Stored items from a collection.
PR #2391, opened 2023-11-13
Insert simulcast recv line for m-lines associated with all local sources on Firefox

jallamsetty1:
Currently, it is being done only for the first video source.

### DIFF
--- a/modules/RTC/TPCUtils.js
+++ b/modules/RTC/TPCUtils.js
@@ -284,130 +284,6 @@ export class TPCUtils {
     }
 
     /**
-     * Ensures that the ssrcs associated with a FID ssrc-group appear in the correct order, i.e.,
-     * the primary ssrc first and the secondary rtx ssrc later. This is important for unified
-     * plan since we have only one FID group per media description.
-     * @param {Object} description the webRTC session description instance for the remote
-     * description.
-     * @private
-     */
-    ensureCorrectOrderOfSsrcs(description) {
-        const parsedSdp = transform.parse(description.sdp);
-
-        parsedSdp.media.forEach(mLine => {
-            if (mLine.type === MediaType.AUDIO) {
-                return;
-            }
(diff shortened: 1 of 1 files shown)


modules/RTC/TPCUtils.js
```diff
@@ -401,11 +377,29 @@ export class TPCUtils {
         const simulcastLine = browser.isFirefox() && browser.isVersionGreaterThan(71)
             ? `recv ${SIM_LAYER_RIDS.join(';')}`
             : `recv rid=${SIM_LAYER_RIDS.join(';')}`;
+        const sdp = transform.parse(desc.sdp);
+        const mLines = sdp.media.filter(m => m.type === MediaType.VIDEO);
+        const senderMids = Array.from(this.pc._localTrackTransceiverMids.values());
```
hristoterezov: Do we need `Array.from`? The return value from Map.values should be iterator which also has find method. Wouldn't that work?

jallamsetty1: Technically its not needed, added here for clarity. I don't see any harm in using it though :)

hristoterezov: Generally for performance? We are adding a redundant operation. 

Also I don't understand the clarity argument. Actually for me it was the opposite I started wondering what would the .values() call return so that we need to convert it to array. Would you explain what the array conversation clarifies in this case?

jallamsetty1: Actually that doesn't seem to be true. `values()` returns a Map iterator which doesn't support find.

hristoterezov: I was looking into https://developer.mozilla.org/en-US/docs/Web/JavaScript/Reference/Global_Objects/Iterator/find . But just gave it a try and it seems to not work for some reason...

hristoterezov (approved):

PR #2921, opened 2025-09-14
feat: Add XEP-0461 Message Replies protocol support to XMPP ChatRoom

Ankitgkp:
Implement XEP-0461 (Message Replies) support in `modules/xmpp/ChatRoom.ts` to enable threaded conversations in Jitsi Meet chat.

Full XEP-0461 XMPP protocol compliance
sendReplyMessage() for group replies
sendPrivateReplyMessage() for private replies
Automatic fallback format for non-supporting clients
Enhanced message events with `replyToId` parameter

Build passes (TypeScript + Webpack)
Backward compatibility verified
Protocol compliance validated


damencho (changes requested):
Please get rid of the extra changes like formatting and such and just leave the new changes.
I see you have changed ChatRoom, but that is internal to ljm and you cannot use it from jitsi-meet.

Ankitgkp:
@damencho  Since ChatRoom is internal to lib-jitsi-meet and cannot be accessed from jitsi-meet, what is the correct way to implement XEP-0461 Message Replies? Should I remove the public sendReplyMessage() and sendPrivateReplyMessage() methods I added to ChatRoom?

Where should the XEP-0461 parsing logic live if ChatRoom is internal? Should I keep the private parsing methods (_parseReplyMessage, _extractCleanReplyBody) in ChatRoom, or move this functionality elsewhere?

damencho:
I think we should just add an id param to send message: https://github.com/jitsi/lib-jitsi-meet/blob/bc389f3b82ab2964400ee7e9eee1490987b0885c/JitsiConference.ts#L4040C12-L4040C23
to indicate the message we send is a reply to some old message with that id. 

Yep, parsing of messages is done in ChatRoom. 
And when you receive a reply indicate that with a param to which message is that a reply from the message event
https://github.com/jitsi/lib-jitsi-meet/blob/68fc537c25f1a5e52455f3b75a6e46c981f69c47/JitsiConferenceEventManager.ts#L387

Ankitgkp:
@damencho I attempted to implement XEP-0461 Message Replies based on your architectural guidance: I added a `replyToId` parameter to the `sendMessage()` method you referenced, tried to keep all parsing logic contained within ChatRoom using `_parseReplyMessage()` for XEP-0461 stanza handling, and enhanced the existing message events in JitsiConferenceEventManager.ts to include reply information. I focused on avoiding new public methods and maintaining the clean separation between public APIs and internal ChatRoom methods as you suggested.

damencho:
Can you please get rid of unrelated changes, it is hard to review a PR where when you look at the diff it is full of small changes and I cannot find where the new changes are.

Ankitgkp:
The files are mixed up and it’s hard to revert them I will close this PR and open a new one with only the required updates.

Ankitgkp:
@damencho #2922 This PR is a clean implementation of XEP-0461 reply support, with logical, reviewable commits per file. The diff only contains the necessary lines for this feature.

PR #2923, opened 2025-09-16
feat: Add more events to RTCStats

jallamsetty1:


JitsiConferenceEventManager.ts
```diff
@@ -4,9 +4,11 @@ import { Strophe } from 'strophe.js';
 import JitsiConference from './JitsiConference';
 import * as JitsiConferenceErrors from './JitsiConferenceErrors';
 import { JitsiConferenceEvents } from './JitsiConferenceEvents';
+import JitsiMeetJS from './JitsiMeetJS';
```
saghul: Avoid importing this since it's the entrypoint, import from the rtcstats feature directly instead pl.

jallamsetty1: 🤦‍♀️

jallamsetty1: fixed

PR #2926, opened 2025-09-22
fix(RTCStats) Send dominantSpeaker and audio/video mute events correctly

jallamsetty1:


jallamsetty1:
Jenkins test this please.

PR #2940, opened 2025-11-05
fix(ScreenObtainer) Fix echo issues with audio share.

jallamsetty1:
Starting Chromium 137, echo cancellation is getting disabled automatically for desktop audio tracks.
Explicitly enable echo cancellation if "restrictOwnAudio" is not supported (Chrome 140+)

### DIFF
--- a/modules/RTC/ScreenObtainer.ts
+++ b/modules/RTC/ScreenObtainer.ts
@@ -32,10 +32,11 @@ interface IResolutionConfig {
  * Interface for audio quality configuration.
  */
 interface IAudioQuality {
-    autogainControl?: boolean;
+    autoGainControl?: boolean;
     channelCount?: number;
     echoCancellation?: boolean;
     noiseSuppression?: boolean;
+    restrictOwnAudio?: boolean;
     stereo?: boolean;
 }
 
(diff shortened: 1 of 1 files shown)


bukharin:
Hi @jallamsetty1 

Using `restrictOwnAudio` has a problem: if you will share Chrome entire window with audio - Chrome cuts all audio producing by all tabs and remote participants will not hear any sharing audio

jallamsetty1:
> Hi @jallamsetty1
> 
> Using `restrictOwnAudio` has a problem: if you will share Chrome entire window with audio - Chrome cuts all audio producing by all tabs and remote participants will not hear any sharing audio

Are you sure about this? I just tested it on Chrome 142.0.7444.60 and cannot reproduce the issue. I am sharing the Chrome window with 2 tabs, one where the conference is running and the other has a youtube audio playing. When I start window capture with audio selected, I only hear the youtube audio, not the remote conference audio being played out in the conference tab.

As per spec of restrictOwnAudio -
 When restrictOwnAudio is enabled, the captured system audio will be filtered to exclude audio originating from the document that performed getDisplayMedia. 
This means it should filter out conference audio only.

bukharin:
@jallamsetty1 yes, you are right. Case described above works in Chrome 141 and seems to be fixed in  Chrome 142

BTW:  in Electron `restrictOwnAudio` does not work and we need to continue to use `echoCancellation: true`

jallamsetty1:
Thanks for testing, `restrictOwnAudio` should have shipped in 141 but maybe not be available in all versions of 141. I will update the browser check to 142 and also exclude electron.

Instructions to follow.
Please write out the records from above, keeping every line exact.

Task response.
PR #2391, opened 2023-11-13
Insert simulcast recv line for m-lines associated with all local sources on Firefox

jallamsetty1:
Currently, it is being done only for the first video source.

### DIFF
--- a/modules/RTC/TPCUtils.js
+++ b/modules/RTC/TPCUtils.js
@@ -284,130 +284,6 @@ export class TPCUtils {
     }
 
     /**
-     * Ensures that the ssrcs associated with a FID ssrc-group appear in the correct order, i.e.,
-     * the primary ssrc first and the secondary rtx ssrc later. This is important for unified
-     * plan since we have only one FID group per media description.
-     * @param {Object} description the webRTC session description instance for the remote
-     * description.
-     * @private
-     */
-    ensureCorrectOrderOfSsrcs(description) {
-        const parsedSdp = transform.parse(description.sdp);
-
-        parsedSdp.media.forEach(mLine => {
-            if (mLine.type === MediaType.AUDIO) {
-                return;
-            }
(diff shortened: 1 of 1 files shown)


modules/RTC/TPCUtils.js
```diff
@@ -401,11 +377,29 @@ export class TPCUtils {
         const simulcastLine = browser.isFirefox() && browser.isVersionGreaterThan(71)
             ? `recv ${SIM_LAYER_RIDS.join(';')}`
             : `recv rid=${SIM_LAYER_RIDS.join(';')}`;
+        const sdp = transform.parse(desc.sdp);
+        const mLines = sdp.media.filter(m => m.type === MediaType.VIDEO);
+        const senderMids = Array.from(this.pc._localTrackTransceiverMids.values());
```
hristoterezov: Do we need `Array.from`? The return value from Map.values should be iterator which also has find method. Wouldn't that work?

jallamsetty1: Technically its not needed, added here for clarity. I don't see any harm in using it though :)

hristoterezov: Generally for performance? We are adding a redundant operation. 

Also I don't understand the clarity argument. Actually for me it was the opposite I started wondering what would the .values() call return so that we need to convert it to array. Would you explain what the array conversation clarifies in this case?

jallamsetty1: Actually that doesn't seem to be true. `values()` returns a Map iterator which doesn't support find.

hristoterezov: I was looking into https://developer.mozilla.org/en-US/docs/Web/JavaScript/Reference/Global_Objects/Iterator/find . But just gave it a try and it seems to not work for some reason...

hristoterezov (approved):

PR #2921, opened 2025-09-14
feat: Add XEP-0461 Message Replies protocol support to XMPP ChatRoom

Ankitgkp:
Implement XEP-0461 (Message Replies) support in `modules/xmpp/ChatRoom.ts` to enable threaded conversations in Jitsi Meet chat.

Full XEP-0461 XMPP protocol compliance
sendReplyMessage() for group replies
sendPrivateReplyMessage() for private replies
Automatic fallback format for non-supporting clients
Enhanced message events with `replyToId` parameter

Build passes (TypeScript + Webpack)
Backward compatibility verified
Protocol compliance validated


damencho (changes requested):
Please get rid of the extra changes like formatting and such and just leave the new changes.
I see you have changed ChatRoom, but that is internal to ljm and you cannot use it from jitsi-meet.

Ankitgkp:
@damencho  Since ChatRoom is internal to lib-jitsi-meet and cannot be accessed from jitsi-meet, what is the correct way to implement XEP-0461 Message Replies? Should I remove the public sendReplyMessage() and sendPrivateReplyMessage() methods I added to ChatRoom?

Where should the XEP-0461 parsing logic live if ChatRoom is internal? Should I keep the private parsing methods (_parseReplyMessage, _extractCleanReplyBody) in ChatRoom, or move this functionality elsewhere?

damencho:
I think we should just add an id param to send message: https://github.com/jitsi/lib-jitsi-meet/blob/bc389f3b82ab2964400ee7e9eee1490987b0885c/JitsiConference.ts#L4040C12-L4040C23
to indicate the message we send is a reply to some old message with that id. 

Yep, parsing of messages is done in ChatRoom. 
And when you receive a reply indicate that with a param to which message is that a reply from the message event
https://github.com/jitsi/lib-jitsi-meet/blob/68fc537c25f1a5e52455f3b75a6e46c981f69c47/JitsiConferenceEventManager.ts#L387

Ankitgkp:
@damencho I attempted to implement XEP-0461 Message Replies based on your architectural guidance: I added a `replyToId` parameter to the `sendMessage()` method you referenced, tried to keep all parsing logic contained within ChatRoom using `_parseReplyMessage()` for XEP-0461 stanza handling, and enhanced the existing message events in JitsiConferenceEventManager.ts to include reply information. I focused on avoiding new public methods and maintaining the clean separation between public APIs and internal ChatRoom methods as you suggested.

damencho:
Can you please get rid of unrelated changes, it is hard to review a PR where when you look at the diff it is full of small changes and I cannot find where the new changes are.

Ankitgkp:
The files are mixed up and it’s hard to revert them I will close this PR and open a new one with only the required updates.

Ankitgkp:
@damencho #2922 This PR is a clean implementation of XEP-0461 reply support, with logical, reviewable commits per file. The diff only contains the necessary lines for this feature.

PR #2923, opened 2025-09-16
feat: Add more events to RTCStats

jallamsetty1:


JitsiConferenceEventManager.ts
```diff
@@ -4,9 +4,11 @@ import { Strophe } from 'strophe.js';
 import JitsiConference from './JitsiConference';
 import * as JitsiConferenceErrors from './JitsiConferenceErrors';
 import { JitsiConferenceEvents } from './JitsiConferenceEvents';
+import JitsiMeetJS from './JitsiMeetJS';
```
saghul: Avoid importing this since it's the entrypoint, import from the rtcstats feature directly instead pl.

jallamsetty1: 🤦‍♀️

jallamsetty1: fixed

PR #2926, opened 2025-09-22
fix(RTCStats) Send dominantSpeaker and audio/video mute events correctly

jallamsetty1:


jallamsetty1:
Jenkins test this please.

PR #2940, opened 2025-11-05
fix(ScreenObtainer) Fix echo issues with audio share.

jallamsetty1:
Starting Chromium 137, echo cancellation is getting disabled automatically for desktop audio tracks.
Explicitly enable echo cancellation if "restrictOwnAudio" is not supported (Chrome 140+)

### DIFF
--- a/modules/RTC/ScreenObtainer.ts
+++ b/modules/RTC/ScreenObtainer.ts
@@ -32,10 +32,11 @@ interface IResolutionConfig {
  * Interface for audio quality configuration.
  */
 interface IAudioQuality {
-    autogainControl?: boolean;
+    autoGainControl?: boolean;
     channelCount?: number;
     echoCancellation?: boolean;
     noiseSuppression?: boolean;
+    restrictOwnAudio?: boolean;
     stereo?: boolean;
 }
 
(diff shortened: 1 of 1 files shown)


bukharin:
Hi @jallamsetty1 

Using `restrictOwnAudio` has a problem: if you will share Chrome entire window with audio - Chrome cuts all audio producing by all tabs and remote participants will not hear any sharing audio

jallamsetty1:
> Hi @jallamsetty1
> 
> Using `restrictOwnAudio` has a problem: if you will share Chrome entire window with audio - Chrome cuts all audio producing by all tabs and remote participants will not hear any sharing audio

Are you sure about this? I just tested it on Chrome 142.0.7444.60 and cannot reproduce the issue. I am sharing the Chrome window with 2 tabs, one where the conference is running and the other has a youtube audio playing. When I start window capture with audio selected, I only hear the youtube audio, not the remote conference audio being played out in the conference tab.

As per spec of restrictOwnAudio -
 When restrictOwnAudio is enabled, the captured system audio will be filtered to exclude audio originating from the document that performed getDisplayMedia. 
This means it should filter out conference audio only.

bukharin:
@jallamsetty1 yes, you are right. Case described above works in Chrome 141 and seems to be fixed in  Chrome 142

BTW:  in Electron `restrictOwnAudio` does not work and we need to continue to use `echoCancellation: true`

jallamsetty1:
Thanks for testing, `restrictOwnAudio` should have shipped in 141 but maybe not be available in all versions of 141. I will update the browser check to 142 and also exclude electron.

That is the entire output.